KEYSTONE/GEORGIOS KEFALAS

(sda-ats)

Die UBS hat im dritten Quartal 2016 einen Gewinneinbruch hinnehmen müssen. Der den Aktionären zurechenbare Reingewinn tauchte auf 827 Millionen Franken. Im gleichen Vorjahresquartal hatte die Grossbank noch einen Reingewinn von 2,068 Milliarden Franken eingefahren.

Allerdings hatten Steuergutschriften von 1,3 Milliarden Franken das damalige Ergebnis massiv nach oben gedrückt. Dagegen musste die UBS im dritten Quartal diesen Jahres wieder Steuern von netto 49 Millionen Franken zahlen, wie die UBS am Freitag bekannt gab.

Betrachtet man das Ergebnis vor Steuern hat sich die UBS im Jahresvergleich verbessert. Der Vorsteuergewinn stieg im dritten Quartal 2016 gegenüber dem gleichen Vorjahreszeitraum um 11 Prozent auf 877 Millionen Franken.

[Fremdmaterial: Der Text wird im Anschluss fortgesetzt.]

PR #798, opened 2020-12-17
only validate rule if appropariate

dakaneye:

**What this PR does / why we need it**:  During testing in preparation for the 0.9.0 engine release found a bug that makes it impossible to add a rule after a (system_global == true && max_images_per_account != null) rule already exists

**Which issue this PR fixes** *(optional, in `fixes #<issue number>)(, fixes #<issue_number, ...)` format, will close the issue when PR is merged*: fixes #: (private repo issue)

**Special notes**:

### DIFF
--- a/anchore_engine/services/catalog/api/controllers/archives.py
+++ b/anchore_engine/services/catalog/api/controllers/archives.py
@@ -177,16 +177,20 @@ def create_analysis_archive_rule(rule):
     try:
         with session_scope() as session:
             # Validate that only one system_global rule has max_images_per_account set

Grund dafür sind geringere Ausgaben für Rückstellungen für Rechtsfälle, regulatorische und andere Angelegenheiten. Diese kosteten die UBS im Vorjahresquartal mit 818 Millionen Franken wesentlich mehr als heuer mit 477 Millionen Franken.

Investmentbank taucht

Operativ zeigt sich, dass alle beinahe Geschäftseinheiten weniger verdienten. Am grössten war der Einbruch in der Investmentbank, die im Vorjahr noch 496 Millionen Franken Vorsteuergewinn erzielt hatte. Im dritten Quartal 2016 fuhr sie gerade noch einen Vorsteuergewinn von 161 Millionen Franken ein.

Robust blieb indes das Schweizer Privat- und Firmenkundengeschäft, das einen Vorsteuergewinn von 453 Millionen Franken machte. Im Vorjahr waren es noch 466 Millionen Franken gewesen. Erneut am meisten Gewinn warf die internationale Vermögensverwaltung für Reiche ab. Bei ihr sank der Vorsteuergewinn allerdings von 639 Millionen auf 504 Millionen Franken.

Die Ausnahme bildet das Vermögensverwaltungsgeschäft für reiche Privatkunden in Amerika, das den Vorsteuergewinn von 259 Millionen auf 320 Millionen Franken steigern konnte.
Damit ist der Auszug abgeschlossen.